- Problem requirements
Please return each record exactly, leaving nothing out.

□ □ □ □ □

PR #4309, opened 2018-03-26
Fix DelayedQueueRebalancingTests test set up

xiazen:
Somewhere between 1.5 and 2.0, the set up for `DelayedQueueRebalancingTests` changed. 
In 1.5, the test cluster size is 4, but only 2 silo started at the beginning. There's another 2 started later in `DelayedQueueRebalancingTests_2` . Hence the name -- delayed... I guess it means delayed silo starting. 

Before I thought there's a bug in `DynamicClusterConfigDeploymentBalancer`. But now I think the failure before is caused by `StartAdditionalSilos` behave differently between 1.5 and 2.0. and also the test set up was different.

### DIFF
--- a/test/TesterAzureUtils/Streaming/DelayedQueueRebalancingTests.cs
+++ b/test/TesterAzureUtils/Streaming/DelayedQueueRebalancingTests.cs
@@ -1,15 +1,19 @@
 using System;
+using System.Collections.Generic;
 using System.Linq;
 using System.Threading.Tasks;
+using Microsoft.Extensions.Logging;
 using Microsoft.Extensions.Options;
 using Orleans.Configuration;
 using Orleans.Hosting;
+using Orleans.Logging;
 using Orleans.Providers.Streams.AzureQueue;
 using Orleans.Providers.Streams.Common;
 using Orleans.Runtime;
 using Orleans.Runtime.Configuration;
 using Orleans.Streams;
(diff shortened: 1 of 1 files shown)


xiazen:
ServiceBus.Tests.PluggableQueueBalancerTestsWithEHStreamProvider.PluggableQueueBalancerTest_ShouldUseInjectedQueueBalancerAndBalanceCorrectly test failure not related

test/TesterAzureUtils/Streaming/DelayedQueueRebalancingTests.cs
```diff
@@ -72,13 +75,12 @@ public DelayedQueueRebalancingTests()
             await ValidateAgentsState(2, 4, "2");
         }
 
-        [SkippableFact(Skip = "https://github.com/dotnet/orleans/issues/3993"), TestCategory("Functional")]
+        [SkippableFact, TestCategory("Functional")]
```
benjaminpetit: Shouldn't you remove the `SkippableFact` par entirely?

xiazen: No this test depends on AzureQueue to be set up, so it will still be skipped in jekins

xiazen:

xiazen:
@dotnet-bot test functional

Issue #4322, opened 2018-03-27
Intermittent failures of  SMS_AllSilosRestart_UnsubscribeConsumer test


sergeybykov:
https://orleans.visualstudio.com/Orleans/_TestManagement/Runs?_a=resultSummary&runId=4155&resultId=101189
>Error message
Orleans.Runtime.OrleansMessageRejectionException : No gateways available
Stack trace
at System.Runtime.ExceptionServices.ExceptionDispatchInfo.Throw()
at System.Runtime.CompilerServices.TaskAwaiter.HandleNonSuccessAndDebuggerNotification(Task task)
at UnitTests.Streaming.Reliability.StreamReliabilityTests.<SMS_AllSilosRestart_UnsubscribeConsumer>d__40.MoveNext() in D:\build\agent\_work\15\s\test\TesterAzureUtils\Streaming\StreamReliabilityTests.cs:line 626
--- End of stack trace from previous location where exception was thrown ---
at System.Runtime.ExceptionServices.ExceptionDispatchInfo.Throw()
at System.Runtime.CompilerServices.TaskAwaiter.HandleNonSuccessAndDebuggerNotification(Task task)
--- End of stack trace from previous location where exception was thrown ---
at System.Runtime.ExceptionServices.ExceptionDispatchInfo.Throw()
at System.Runtime.CompilerServices.TaskAwaiter.HandleNonSuccessAndDebuggerNotification(Task task)
--- End of stack trace from previous location where exception was thrown ---
at System.Runtime.ExceptionServices.ExceptionDispatchInfo.Throw()
at System.Runtime.CompilerServices.TaskAwaiter.HandleNonSuccessAndDebuggerNotification(Task task)

benjaminpetit:
Not a 2.0 blocker.

In the test we restart silos, and sometimes we try to make a call grom the client before it had a chance to refresh the list of gateway. Refreshing it more often + waiting a bit before making the final client call should fix this test.

ReubenBond:
Closing all test reliability issues. Test reliability has improved substantially. We can re-open for any test reliability issues which we still see.

PR #4327, opened 2018-03-27
Fix SMS_AllSilosRestart_UnsubscribeConsumer

benjaminpetit:
Related issue: #4322

### DIFF
--- a/test/TesterAzureUtils/Streaming/StreamReliabilityTests.cs
+++ b/test/TesterAzureUtils/Streaming/StreamReliabilityTests.cs
@@ -64,12 +64,13 @@ namespace UnitTests.Streaming.Reliability
                 {
                     gatewayOptions.ConnectionString = TestDefaultConfiguration.DataConnectionString;
                 })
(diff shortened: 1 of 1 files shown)


benjaminpetit:
@dotnet-bot test this please

benjaminpetit:
@dotnet-bot test functional

test/TesterAzureUtils/Streaming/StreamReliabilityTests.cs
```diff
@@ -621,7 +622,23 @@ public void Baseline_StreamRel_RestartSilos()
...
 
-            await consumerGrain.UnSubscribeFromAllStreams();
+            // Since we restart all silos, the client might not haave had enough
+            // time to reconnect to the new gateways. Let's retry the call if it 
+            // is the case
+            for (int i = 0; i < 3; i++)
+            {
+                try
+                {
+                    await consumerGrain.UnSubscribeFromAllStreams();
```
ReubenBond: The refresh time is 5s but we're only awaiting a total of 300ms here, is that fine?

benjaminpetit: Yes because when trying to send a request, if the client see that there are no gateway available, it will enqueue a refresh. The current call will fail, but the next should work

□ □ □ □ □

- Exercise answer
PR #4309, opened 2018-03-26
Fix DelayedQueueRebalancingTests test set up

xiazen:
Somewhere between 1.5 and 2.0, the set up for `DelayedQueueRebalancingTests` changed. 
In 1.5, the test cluster size is 4, but only 2 silo started at the beginning. There's another 2 started later in `DelayedQueueRebalancingTests_2` . Hence the name -- delayed... I guess it means delayed silo starting. 

Before I thought there's a bug in `DynamicClusterConfigDeploymentBalancer`. But now I think the failure before is caused by `StartAdditionalSilos` behave differently between 1.5 and 2.0. and also the test set up was different.

### DIFF
--- a/test/TesterAzureUtils/Streaming/DelayedQueueRebalancingTests.cs
+++ b/test/TesterAzureUtils/Streaming/DelayedQueueRebalancingTests.cs
@@ -1,15 +1,19 @@
 using System;
+using System.Collections.Generic;
 using System.Linq;
 using System.Threading.Tasks;
+using Microsoft.Extensions.Logging;
 using Microsoft.Extensions.Options;
 using Orleans.Configuration;
 using Orleans.Hosting;
+using Orleans.Logging;
 using Orleans.Providers.Streams.AzureQueue;
 using Orleans.Providers.Streams.Common;
 using Orleans.Runtime;
 using Orleans.Runtime.Configuration;
 using Orleans.Streams;
(diff shortened: 1 of 1 files shown)


xiazen:
ServiceBus.Tests.PluggableQueueBalancerTestsWithEHStreamProvider.PluggableQueueBalancerTest_ShouldUseInjectedQueueBalancerAndBalanceCorrectly test failure not related

test/TesterAzureUtils/Streaming/DelayedQueueRebalancingTests.cs
```diff
@@ -72,13 +75,12 @@ public DelayedQueueRebalancingTests()
             await ValidateAgentsState(2, 4, "2");
         }
 
-        [SkippableFact(Skip = "https://github.com/dotnet/orleans/issues/3993"), TestCategory("Functional")]
+        [SkippableFact, TestCategory("Functional")]
```
benjaminpetit: Shouldn't you remove the `SkippableFact` par entirely?

xiazen: No this test depends on AzureQueue to be set up, so it will still be skipped in jekins

xiazen:

xiazen:
@dotnet-bot test functional

Issue #4322, opened 2018-03-27
Intermittent failures of  SMS_AllSilosRestart_UnsubscribeConsumer test


sergeybykov:
https://orleans.visualstudio.com/Orleans/_TestManagement/Runs?_a=resultSummary&runId=4155&resultId=101189
>Error message
Orleans.Runtime.OrleansMessageRejectionException : No gateways available
Stack trace
at System.Runtime.ExceptionServices.ExceptionDispatchInfo.Throw()
at System.Runtime.CompilerServices.TaskAwaiter.HandleNonSuccessAndDebuggerNotification(Task task)
at UnitTests.Streaming.Reliability.StreamReliabilityTests.<SMS_AllSilosRestart_UnsubscribeConsumer>d__40.MoveNext() in D:\build\agent\_work\15\s\test\TesterAzureUtils\Streaming\StreamReliabilityTests.cs:line 626
--- End of stack trace from previous location where exception was thrown ---
at System.Runtime.ExceptionServices.ExceptionDispatchInfo.Throw()
at System.Runtime.CompilerServices.TaskAwaiter.HandleNonSuccessAndDebuggerNotification(Task task)
--- End of stack trace from previous location where exception was thrown ---
at System.Runtime.ExceptionServices.ExceptionDispatchInfo.Throw()
at System.Runtime.CompilerServices.TaskAwaiter.HandleNonSuccessAndDebuggerNotification(Task task)
--- End of stack trace from previous location where exception was thrown ---
at System.Runtime.ExceptionServices.ExceptionDispatchInfo.Throw()
at System.Runtime.CompilerServices.TaskAwaiter.HandleNonSuccessAndDebuggerNotification(Task task)

benjaminpetit:
Not a 2.0 blocker.

In the test we restart silos, and sometimes we try to make a call grom the client before it had a chance to refresh the list of gateway. Refreshing it more often + waiting a bit before making the final client call should fix this test.

ReubenBond:
Closing all test reliability issues. Test reliability has improved substantially. We can re-open for any test reliability issues which we still see.

PR #4327, opened 2018-03-27
Fix SMS_AllSilosRestart_UnsubscribeConsumer

benjaminpetit:
Related issue: #4322

### DIFF
--- a/test/TesterAzureUtils/Streaming/StreamReliabilityTests.cs
+++ b/test/TesterAzureUtils/Streaming/StreamReliabilityTests.cs
@@ -64,12 +64,13 @@ namespace UnitTests.Streaming.Reliability
                 {
                     gatewayOptions.ConnectionString = TestDefaultConfiguration.DataConnectionString;
                 })
(diff shortened: 1 of 1 files shown)


benjaminpetit:
@dotnet-bot test this please

benjaminpetit:
@dotnet-bot test functional

test/TesterAzureUtils/Streaming/StreamReliabilityTests.cs
```diff
@@ -621,7 +622,23 @@ public void Baseline_StreamRel_RestartSilos()
...
 
-            await consumerGrain.UnSubscribeFromAllStreams();
+            // Since we restart all silos, the client might not haave had enough
+            // time to reconnect to the new gateways. Let's retry the call if it 
+            // is the case
+            for (int i = 0; i < 3; i++)
+            {
+                try
+                {
+                    await consumerGrain.UnSubscribeFromAllStreams();
```
ReubenBond: The refresh time is 5s but we're only awaiting a total of 300ms here, is that fine?

benjaminpetit: Yes because when trying to send a request, if the client see that there are no gateway available, it will enqueue a refresh. The current call will fail, but the next should work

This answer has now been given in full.